API Key Masker for Prompts

Scan prompts and messages for accidentally embedded API keys

Scans prompt text for common API key patterns (OpenAI, Anthropic, Google, AWS, Stripe, GitHub and more) and masks or flags them before you accidentally paste a secret into a chat, log, or screenshot. It runs free in your browser on Gera Tools, with nothing uploaded.

Last updated Source: Gera Tools

Which API key formats does it detect?

It recognises OpenAI (sk-, sk-proj-), Anthropic (sk-ant-), Google AI (AIza), AWS access keys (AKIA), Stripe (sk_live / pk_live), GitHub tokens (ghp_, github_pat_), Slack (xox), and generic high-entropy bearer tokens. Patterns are based on each provider's published prefix conventions.

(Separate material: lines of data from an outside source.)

PR #1606, opened 2019-10-01
Ignore this pr fail check

ffahri:
ignore


davecheney:
Thanks but it shouldn't be necessary to experiment with travis as the travis build just runs make check. If make check passes on your machine, there's a good chance it will pass in CI.

PR #1608, opened 2019-10-01
internal/dag: validate TLS secrets during cache insertion

### LINKED ISSUE #1065: Contour should validate TLS certificates before serving them to Envoy
#1051 showed that an invalid certificate served to Envoy will break TLS handling badly. #1054 mitigated some of the problems by checking if the secret was present, but empty. What Contour should do is validate that the certificate and key are valid by trying to load them, as envoy does, before serving them to Envoy.

I've marked this as needing a design document, but a sufficiently well thought out comment on this issue will suffice.

Some of the wrinkles in implementing this are;

- [ ] validating certificates is potentially a CPU intensive operation, when that cost is paid is important to consider.
- [ ] we need some way of reporting an invalid certificate -- ie has bytes, but the byte aren't correct. This should probably be reported on the secret object, but I'm not sure if that is possible. Failing that, if we have to report it on the ingress/ingressroute object that references the secret, that affect where validation occurs.

davecheney:
Fixes #1065

Extend the secret validation to inspect the contents of the secret
object to try to avoid sending malformed certificate data to envoy.

For this PR log the failure at the point of insertion. This should keep
the log volume low, unless some automated process is hammering the
secret with noop edits.

The result of rejecting the secret at cache insertion time is
SecureVirtualHosts or HTTPProxies that rely on certificate validation
will no longer be able to find their previously broken secrets and will
be excluded during the build. This is unlikely to be noticable by end
users as an invalid (not unsigned or expired, but garbage) certificate
would previously crash Envoy.


davecheney:
Hold up, this isn't quite ready for review. I have one too many layers of base64 decode in there by mistake. I've fixed the code but ran out of time to fix the tests tonight. I'll push a new revision in the morning.

stevesloka:
Sounds good! I was just starting to poke through it. =)

davecheney:
@stevesloka @youngnick ok, this is ready for review now

internal/dag/secret.go
```diff
@@ -0,0 +1,82 @@
...
+import (
+	"crypto/x509"
+	"encoding/pem"
+	"errors"
+
+	v1 "k8s.io/api/core/v1"
+)
+
+// validateSecret returns true if the secret is interesting and well formed.
+func validateSecret(secret *v1.Secret) (bool, error) {
```
stevesloka: nit: Should the name of this method be more descriptive? Like `validSecret` or something so the caller understands that `true` is valid.

davecheney: Will do. Sadly `validSecret` is already taken by the callback we pass to `lookupSecret`.

PR #1610, opened 2019-10-01
internal/dag: Look for duplicate header conditions and mark Proxy as invalid

### LINKED ISSUE #1559: internal/dag: Look for duplicate headers in a route configuration

stevesloka:
Fixes #1559 by looking for any route that has duplicate header keys and marking them as invalid if found. The logic this includes is to only mark duplicate headers with the "exact" match type. I could see folks setting up multiple "notexact" or "notcontains" headers which should be logical match types.

### DIFF
--- a/internal/dag/builder.go
+++ b/internal/dag/builder.go
@@ -541,9 +541,17 @@ func (b *Builder) computeRoutes(sw *ObjectStatusWriter, proxy *projcontour.HTTPP
 			return nil
 		}
 
+		conds := append(conditions, route.Conditions...)
+
+		// Look for duplicate exact match headers on this route
+		if !headerConditionsAreValid(conds) {
+			sw.SetInvalid("cannot specify duplicate header 'exact match' conditions in the same route")
+			return nil
+		}
+
 		r := &Route{
-			PathCondition:    pathCondition(append(conditions, route.Conditions...)),
-			HeaderConditions: headerConditions(append(conditions, route.Conditions...)),
+			PathCondition:    pathCondition(conds),
+			HeaderConditions: headerConditions(conds),
 			Websocket:        route.EnableWebsockets,
 			HTTPSUpgrade:     routeEnforceTLS(enforceTLS, route.PermitInsecure && !b.DisablePermitInsecure),
 			PrefixRewrite:    route.PrefixRewrite,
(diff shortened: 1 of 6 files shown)


internal/dag/builder.go
```diff
@@ -518,6 +518,13 @@ func (b *Builder) computeRoutes(sw *ObjectStatusWriter, proxy *projcontour.HTTPP
 			}
 
 			sw, commit := b.WithObject(delegate)
+
+			//	conds := append(conditions, include.Conditions...)
+			//if !headerConditionsAreValid(conds) {
+			//	sw.SetInvalid("cannot specify duplicate header conditions in the same include")
+			//	return nil
+			//}
+
```
davecheney: please don't commit commented out code.

internal/dag/conditions.go
```diff
@@ -70,3 +70,22 @@ func headerConditions(conds []projcontour.Condition) []HeaderCondition {
...
+	// Look for duplicate headers on conditions
+	// if found, set error condition on HTTPProxy
+	encountered := map[string]bool{}
+	for _, v := range conditions {
+		if v.Header == nil {
+			continue
+		}
+		switch {
+		case v.Header.Exact != "":
+			if encountered[v.Header.Name] {
```
davecheney: I think this needs to be a case insensitive comparison; this test case https://github.com/projectcontour/contour/blob/master/internal/dag/conditions_test.go#L196 should fail.

stevesloka:
> TL;DR I'm not sure we should throw out duplicate header matching conditions. I think there is a legitimate use case, you can easily say header "foo:" contains both "a" and a later conditions is contains "b". We should agree on the business logic before duking it out in test cases.

This code only throws out duplicate headers if they are of type `exact` match. My thought was that if you specified header `foo: a` should match exactly, then later also said that it should match `foo: b` you'd essentially create a scenario where a route won't get requests. 

Every other type of header is allowed. For example, I could say that a request does not contain "foo: a" as well as should not contain "foo: b".

davecheney:
Ahh ok. I’m sorry that was my mistake, I didn’t read the code clearly enough.

stevesloka:
Let me clean up the code a bit to make that more clear.

Issue #1457, opened 2019-09-05
internal/dag: Enable additional fields in Condition


stevesloka:
**Describe the solution you'd like**
An httplb can contain `[conditions](https://github.com/heptio/contour/blob/master/apis/projectcontour/v1alpha1/httploadbalancer.go#L44)`, as an `Include` or as part of a `Route` definition. Currently, we've implemented `pathPrefix`, but there are additional items to implement:

- [x] HeadersMatch
- [x] HeadersContain
- [x] ExactMatch: https://github.com/heptio/contour/blob/master/design/routing-design.md#exact-path-routing
- [ ] Wildcard Path (i.e. Glob routing): https://github.com/projectcontour/contour/blob/master/design/routing-design.md#path-wildcard

davecheney:
Sadly we won't be delivering `prefix:` wildcard condition for Contour 1.0. The design is close from a user facing perspective, but there are some subtle implementation details that remain unanswered and we want to proceed carefully there in case we paint outselves into a corner.

I'm moving this ticket to the backlog as a placeholder for a epic ticket which will capture the business requirements for wildcard routing.

sunjayBhatia:
removing important-soon as this is an httplb issue, not httpproxy

PR #1612, opened 2019-10-01
internal: Add wildcard path prefix to HTTPProxy

### LINKED ISSUE #1179: Wildcard path matching like nginx
We'd like the ability to use a wildcard for matching the path.  As part of the IngressRoute, we'd like to do the following

```
...
spec:
  ...
  routes:
  - match: /path/to/object/[a-zA-Z0-9_]+/logs
     service:
     - name: log-service
        port: 9000
  -match: /path/to/object/[a-zA-Z0-9_]+
    - service:
       -name: object-management-service:
         port: 9000
```
I know this could be done by putting logs at the beginning and eliminating the need for regular expression matching, but the team *really* wants to have the path to the object precede the `logs` in the path and the back-end wants a separate service for the logging functionality.

nginx Ingress Controller has support for regular expression matching: https://kubernetes.github.io/ingress-nginx/user-guide/ingress-path-matching/

**Environment:**

- Contour version: 0.12.1
```
kubectl version
Client Version: version.Info{Major:"1", Minor:"10", GitVersion:"v1.10.11", GitCommit:"637c7e288581ee40ab4ca210618a89a555b6e7e9", GitTreeState:"clean", BuildDate:"2018-11-26T14:38:32Z", GoVersion:"go1.9.3", Compiler:"gc", Platform:"darwin/amd64"}
Server Version: version.Info{Major:"1", Minor:"12", GitVersion:"v1.12.7", GitCommit:"6f482974b76db3f1e0f5d24605a9d1d38fad9a2b", GitTreeState:"clean", BuildDate:"2019-03-25T02:41:57Z", GoVersion:"go1.10.8", Compiler:"gc", Platform:"linux/amd64"}
```
- Kubernetes installer & version: Azure AKS, Kubernetes 1.12.7
- Cloud provider or hardware configuration: Azure
- OS (e.g. from `/etc/os-release`): Centos 7

stevesloka:
Fixes #1179 
Updates #1457 

Adds a new Condition to the `prefix` condition already existing. Users can now specify a pathPrefix which includes a wildcard in the path (e.g. `/foo/*/blog`). 

This means that the prefix would match `/foo/[anyvalid]/bar*` since it's still treated like a path prefix. 

In the event this in part of an include, the same rules apply where paths are appended together. 

### DIFF
--- a/internal/dag/builder_test.go
+++ b/internal/dag/builder_test.go
@@ -2134,6 +2134,28 @@ func TestDAGInsert(t *testing.T) {
 		},
 	}
 
+	// proxy102 has a wildcard path prefix
+	proxy102 := &projcontour.HTTPProxy{
+		ObjectMeta: metav1.ObjectMeta{
+			Name:      "example-com",
+			Namespace: s1.Namespace,
+		},
+		Spec: projcontour.HTTPProxySpec{
+			VirtualHost: &projcontour.VirtualHost{
+				Fqdn: "example.com",
+			},
+			Routes: []projcontour.Route{{
+				Conditions: []projcontour.Condition{{
+					Prefix: "/foo/*/bar",
+				}},
+				Services: []projcontour.Service{{
+					Name: s1.Name,
+					Port: 8080,
+				}},
+			}},
+		},
+	}
+
 	tests := map[string]struct {
 		objs                  []interface{}
 		disablePermitInsecure bool
@@ -4152,6 +4174,30 @@ func TestDAGInsert(t *testing.T) {
 				},
 			),
 		},
+		"insert httpproxy with wildcard route prefix": {
+			objs: []interface{}{
+				proxy102,
+				s1,
+			},
+			want: listeners(
+				&Listener{
+					Port: 80,
+					VirtualHosts: virtualhosts(
+						virtualhost("example.com",
+							routeClusterWildcard("/foo/*/bar",
+								&Cluster{
+									Upstream: &Service{
+										Name:        s1.Name,
+										Namespace:   s1.Namespace,
+										ServicePort: &s1.Spec.Ports[0],
+									},
+								},
+							),
+						),
+					),
+				},
+			),
+		},
 	}
 
 	for name, tc := range tests {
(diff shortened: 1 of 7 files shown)


stevesloka:
This PR lays the groundwork, there should be a followup to add the status logic rules. We discussed previously (as well as in the design doc), that you can only have a wildcard in the middle of the paths (e.g. /something/*/else). 

Merging conditions together produces the same prefix style match. So `/api` & `/v1/*/docs` becomes `/api/v1/*/docs*`. 

The problem I see with prefix/suffix is that it matches more than you might want. So if your path was `/api/*/users` it would match `/api` and `/foo/bar/users` which may not be the intent of the user.

I guess the design doc needs more detail? Is this still a 1.0 item?

stevesloka:
Also you cannot have multiple match types on a route if I recall correctly.

davecheney:
Thank you for working on this but I do not want to proceed with this PR until we have a design for wildcards or globbing. 

I'm very worried that we will not be able to put the genie back into the bottle so I don't want to proceed until the following have been thought through

1. Wildcard sorting; at the moment we sort routes by longest prefix. How does globbing or wildcards affect this. Eg. does `wildcard: /api/*/foo` sort before or after `prefix: /api/v2` ?
2. Can wildcards be merged and under what conditions can they be merged? It seems likely that users will expect to combine a wildcard include condition with a regular prefix condition in the included httpproxy, and vice versa. eg, what does `wildcard: /api/*` and `prefix: /foo/` merge too? 
2b. What would `wildcard: *` mean mean? Should we enforce that all wildcards start with a `/`? Should we also enforce that they end with a `/`?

API key masker for prompts

It is dangerously easy to paste a snippet of code or a config block into a chat window or a public log and ship a live API key along with it. This tool scans text for the prefix patterns that real provider keys use — OpenAI, Anthropic, Google, AWS, Stripe, GitHub and more — and produces a masked copy you can safely share. Everything runs locally so the secret never leaves your machine.

How it works

The scanner applies a set of regular expressions, each tied to a known key format. Provider keys are easy to match precisely because vendors publish their prefixes: OpenAI keys start with sk-, Anthropic with sk-ant-, AWS access keys with AKIA, Stripe live keys with sk_live_, and so on. A final lower-confidence rule catches long high-entropy strings that look like bearer tokens even without a known prefix. Every match is reported with its provider label and confidence, and the masked output replaces each key with a redacted form that keeps just the first and last few characters.

What masked output looks like

For a key like sk-ant-api03-a1b2c3d4…xy99, the masked form becomes:

sk-a████████████████████████████xy99

The first four and last four characters are preserved for traceability — so you can confirm “yes, that was the key ending in xy99 that I retired last week” — without exposing the working key material.

Common scenarios where this prevents leaks

Sharing a debugging session. You paste a failing curl command into a chat with a colleague — and the Authorization: Bearer sk-ant-... header is in there. Running it through the masker first replaces the key before you send.

Public issue reports. Filing a GitHub issue with a stack trace that includes environment variable dumps is a classic leak vector. The masker catches any key patterns that snuck into the trace.

Documentation and tutorials. Copying a working example from your own environment into a public README or blog post may include the actual key you were testing with. Always run example code through the masker before publishing.

Screenshots and screenshares. The masker handles text — for screenshots, blur or redact manually before sharing. A tool that prevents paste-based leaks is a complement to, not a replacement for, visual redaction.

Tips and notes

  • Use it as a pre-send gate. Run any code block or log through it before pasting into a chatbot, issue tracker, or screenshot.
  • Trust the prefix matches most. A sk-ant- or AKIA hit is almost certainly a real key; a generic entropy hit may just be a hash or UUID — judge each one.
  • Masking is not rotation. If a key already reached an untrusted system, revoke and replace it immediately. This tool prevents the next leak; it cannot undo a past one.
  • Nothing is stored. Refreshing the page clears everything; no history is kept, by design.